- **Aim of the task**: Identify and copy all lines of the material where the string "TabContentView" is found.

- **Exercise data**:
Issue #2091, opened 2017-07-27
Move pagination to bottom of results list


ajrobbins:
Currently, the pagination buttons are above the results list. Jeff recommends moving them to the bottom.

![screen shot 2017-07-27 at 10 45 36 am](https://user-images.githubusercontent.com/12868342/28676522-d16be28a-72b8-11e7-9685-59f91f2a6ff7.png)

PR #2112, opened 2017-08-01
Affix Pagination Controls to the Bottom

rajadain:
## Overview

Previously the pagination controls would be all the way down below the search results, and the user would have to scroll to the very bottom to discover them. Now they are positioned to be fixed.

Connects #2091 

## Testing Instructions

 * Go to [:8000/bigcz](http://localhost:8000/?bigcz)
 * Select an area of interest and proceed to Analyze and then Search
 * Search for "water". Wait for results
 * Ensure the pagination buttons are fixed to the bottom of the screen
 * Ensure you can scroll to see all results and they are never obscured
 * Ensure you can turn on and off the Filters at the top and the search results are still accessible
 * Ensure WDC tab does not have the controls, and CINERGI and Hydroshare both have them, and the styling is correct in each
 * Try out various browsers

### DIFF
--- a/src/mmw/js/src/data_catalog/views.js
+++ b/src/mmw/js/src/data_catalog/views.js
@@ -274,9 +274,7 @@ var TabContentView = Marionette.LayoutView.extend({
             model: this.model,
         }));
 
-        // CUAHSI does not support pagination, but others do
-        if (this.model.id !== 'cuahsi') {
-            this.resultRegion.$el.addClass('paginated');
+        if (this.model.get('is_pageable')) {
             this.pagerRegion.show(new PagerView({
                 model: this.model,
             }));
--- a/src/mmw/js/src/data_catalog/views.js
+++ b/src/mmw/js/src/data_catalog/views.js
@@ -276,6 +276,7 @@ var TabContentView = Marionette.LayoutView.extend({
 
         // CUAHSI does not support pagination, but others do
         if (this.model.id !== 'cuahsi') {
+            this.resultRegion.$el.addClass('paginated');
             this.pagerRegion.show(new PagerView({
                 model: this.model,
             }));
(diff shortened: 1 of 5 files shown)


arottersman:
Taking a look

arottersman:
Was it intentional to have the pagination buttons show when there's only a single page? This isn't the behavior on staging:

screen shot 2017-08-01 at 4 52 52 pm

rajadain:
@caseycesari For the CINERGI tab results persisting in other tabs in IE11, we have #2014, also in this sprint

rajadain:
@arottersman Staging does show the pagination controls at the bottom if you scroll all the way down:

image

Currently, the pagination controls are instantiated by tab type, so CINERGI and Hydroshare always have them, and WDC never has it. If we want to show or hide them based on the page size, we'll have to move them elsewhere. This should probably be offloaded to another card.

caseycesari:
> @caseycesari For the CINERGI tab results persisting in other tabs in IE11, we have #2014, also in this sprint

Got it. So I think the issue with this PR is that the pager buttons are showing on the WDC tab?

src/mmw/js/src/data_catalog/views.js
```diff
@@ -273,6 +273,7 @@ var TabContentView = Marionette.LayoutView.extend({
 
         // CUAHSI does not support pagination, but others do
         if (this.model.id !== 'cuahsi') {
+            this.resultRegion.$el.addClass('paginated');
```
arottersman: Consider adding this class conditionally in the template.

This also might be a good case for having an `is_pageable` attribute here on the frontend's model like we have on the backend.

rajadain:
Pushed an update that moves to using standard model fields rather than one-off checks. I'll wait until #2110 is in so we can test the bug @caseycesari mentioned above.

rajadain:
Rebased on `develop`. This is ready for another look.

rajadain:
Thanks for taking a look! Merging now.

Issue #2108, opened 2017-07-31
Implement Hydroshare Bounding Box Filter


rajadain:
Hydroshare needs `north`, `east`, `west`, `south` parameters, and additionally a `coverage_type=box` query parameter, to work. This currently fails in production, but development can be done against https://playground.hydroshare.org/ (which has a snapshot of production data). The failing bug has been identified and fixed, and will deployed to production in mid-August.

For details, see https://github.com/hydroshare/hydroshare/issues/2257

rajadain:
Production deployment part of release [Hydroshare 1.12.0](https://github.com/hydroshare/hydroshare/milestone/47)

rajadain:
We can probably just add the `coverage_type=box` parameter here: https://github.com/WikiWatershed/model-my-watershed/blob/develop/src/mmw/apps/bigcz/clients/hydroshare/search.py#L63

Also, since it is a one-line change, consider removing the erroneously added date sort on CINERGI from here: https://github.com/WikiWatershed/model-my-watershed/blob/develop/src/mmw/apps/bigcz/clients/cinergi/search.py#L121

caseycesari:
Yeah, I was just looking into this. It seems we already send the coordinates.

caseycesari:
> Also, since it is a one-line change, consider removing the erroneously added date sort on CINERGI from here: https://github.com/WikiWatershed/model-my-watershed/blob/develop/src/mmw/apps/bigcz/clients/cinergi/search.py#L121

This is the change we made in the meeting this morning?

rajadain:
Regarding:

> This currently fails in production, but development can be done against https://playground.hydroshare.org/ (which has a snapshot of production data).

I'm not sure if we should change our local endpoint to `playground` or keep it pointing at production and hope they do deploy v1.12 that has the fix mid-August. I'm leaning towards the latter.

caseycesari:
Yeah, I was going to include testing instructions to update the URL, but leave it as is in the PR.

PR #2116, opened 2017-08-02
BiGCZ: Implement minor search improvements

caseycesari:
## Overview

4cfc5f6 allows Hydroshare searches to use the AoI bounding box for searching.
4db0de7 turns off date sorting in Cinergi, which keeps the results in order of relevancy. 

Connects #2108 

## Testing Instructions

- Apply the following change to the code (the bounding box functionality is not supported in production hydroshare).

```diff
diff --git a/src/mmw/apps/bigcz/clients/hydroshare/search.py b/src/mmw/apps/bigcz/clients/hydroshare/search.py
index 1f7389c..ab37cbc 100644
--- a/src/mmw/apps/bigcz/clients/hydroshare/search.py
+++ b/src/mmw/apps/bigcz/clients/hydroshare/search.py
@@ -14,7 +14,7 @@ from apps.bigcz.utils import RequestTimedOutError


 CATALOG_NAME = 'hydroshare'
-CATALOG_URL = 'https://www.hydroshare.org/hsapi/resource/'
+CATALOG_URL = 'https://playground.hydroshare.org/hsapi/resource/'


 def parse_date(value):
```

- Draw an AoI
- Make the same search locally and on staging.
- For Hydroshare, verify that there are less results locally (since they are restricted to the bounding box). You can also take a look at the data returned from our API and verify that the `coverage_type` parameter is included in the request URL.
- For Cinergi, verify that the results on the first page contain the search term "water" locally, and that they don't on staging.

### DIFF
--- a/src/mmw/apps/bigcz/clients/cinergi/search.py
+++ b/src/mmw/apps/bigcz/clients/cinergi/search.py
@@ -118,7 +118,6 @@ def search(**kwargs):
 
     params = {
         'f': 'json',
-        'sort': 'sys_modified_dt:desc',
         'size': PAGE_SIZE,
     }
 
--- a/src/mmw/apps/bigcz/clients/hydroshare/search.py
+++ b/src/mmw/apps/bigcz/clients/hydroshare/search.py
@@ -74,6 +74,9 @@ def search(**kwargs):
         })
     if bbox:
         params.update(prepare_bbox(bbox))
+        params.update({
+            'coverage_type': 'box'
+        })
     if page:
         params.update({
             'page': page


arottersman:
This is working, but it's difficult to get meaningful results with the current `1500km^2` AoI limit. The search`water` returns the same 8 results for everywhere I tried. I think those 8 results are records have geometries that envelope the whole country, and maybe some have no geometry at all. 

I made the `max_area` really big, and was able to get 14 results for `water` drawing the whole state of Mississippi. Maybe we should be creating huge buffer around the AoI for the hydroshare search?

----

Another thing maybe worth mentioning: I spent some time trying to find one of the top entries on staging: https://www.hydroshare.org/resource/126bb28f05224636a8bc8b3d1bdad6b5/

By its title, it seems like it's associated with the Mississippi region, but the hydroshare pages themselves don't give any indication of a bbox for it. It didn't show up when I searched the entire state of Mississippi...it could be it's bound to a very specific area I haven't found yet, or has no geometry and will never show up while the `bbox` param is present.

caseycesari:
We discussed this and decided to proceed as is, and wait for Hydroshare to be updated before we make more changes. Right @arottersman?

ajrobbins:
Working off casey's branch on Alice's machine, I was able to get an expected result in the Mendon, UT area for the "Water Temperature in the Little Bear River at Mendon Road near Mendon, UT" resource:

BiG CZ portal:
screen shot 2017-08-07 at 1 11 14 pm
Note that the AoI is drawn around Little Bear River, and the Mendon resource is the second result in the list.

Hydroshare UI shows this resource at the little bear river location:
screen shot 2017-08-07 at 1 11 30 pm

- **Result for this exercise**:
@@ -274,9 +274,7 @@ var TabContentView = Marionette.LayoutView.extend({
@@ -276,6 +276,7 @@ var TabContentView = Marionette.LayoutView.extend({
@@ -273,6 +273,7 @@ var TabContentView = Marionette.LayoutView.extend({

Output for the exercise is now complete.